The Kinks singles chronology
| "Sitting in the Midday Sun" (1973) | "Sweet Lady Genevieve" (1973) | "Money Talks" (1974) |

= Sweet Lady Genevieve =

"Sweet Lady Genevieve" is the third track from the Kinks' 1973 rock opera Preservation Act 1. It was written by Ray Davies.

==Lyrics==

"Sweet Lady Genevieve" is part of the rock opera, Preservation Act 1, with the lyrics sung by Davies as the "Tramp"—one of the principal figures in the story line. In the track, the Tramp is begging for the forgiveness of his former lover, Genevieve, saying that "this time I'll give you some security and I won’t make promises I can’t keep". Author Andrew Hickey said in his book, Preservation: The Kinks' Music 1964-1974, that the track was "Ray Davies' attempt to reach out to his estranged wife Rasa." The Tramp returns later in the album on "Sitting in the Midday Sun".

==Release==

The track was released as a single in the UK with "Sitting in My Hotel" as the B-side, taken from an earlier album. The single failed to dent the charts. In America, the song was used as the B-side to "Sitting in the Midday Sun".

==Reception==

Although "Sweet Lady Genevieve" was not successful commercially, it has since been praised by music critics.
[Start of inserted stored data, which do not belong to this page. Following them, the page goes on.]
PR #2819, opened 2022-01-31
KTOR-574 Add support for different application profiles

Moluram:
**Subsystem**
Server-Host-Common

**Motivation**
It is useful to have the ability to change profiles via env parameters.

Solves [#KTOR-574](https://youtrack.jetbrains.com/issue/KTOR-574)

**Solution**
Added additional "-profile" env parameter which if present adds a postfix to the "application.conf" file.

### DIFF
--- a/ktor-server/ktor-server-host-common/jvm/src/io/ktor/server/engine/EnvironmentUtilsJvm.kt
+++ b/ktor-server/ktor-server-host-common/jvm/src/io/ktor/server/engine/EnvironmentUtilsJvm.kt
@@ -19,7 +19,8 @@ internal actual fun buildApplicationConfig(args: Array<String>): ApplicationConf
         .filterKeys { it.startsWith("-P:") }
         .mapKeys { it.key.removePrefix("-P:") }
 
-    val configFile = argumentsPairs["-config"]?.let { File(it) }
+    val profile = argumentsPairs["-profile"]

Hickey claimed it "may be the last truly great Kinks song" and said that he "can think of few braver artistic works". AllMusic's Stephen Thomas Erlewine called the track "absolutely gorgeous" and labelled it the "real candidate for Davies' forgotten masterpiece". Jason Josephes of Pitchfork Media said that "Sweet Lady Genevieve "is one of the Kinks' greatest singles, a simple porchy folk rock number you'll be humming for days". The track has since appeared on the compilation album Picture Book.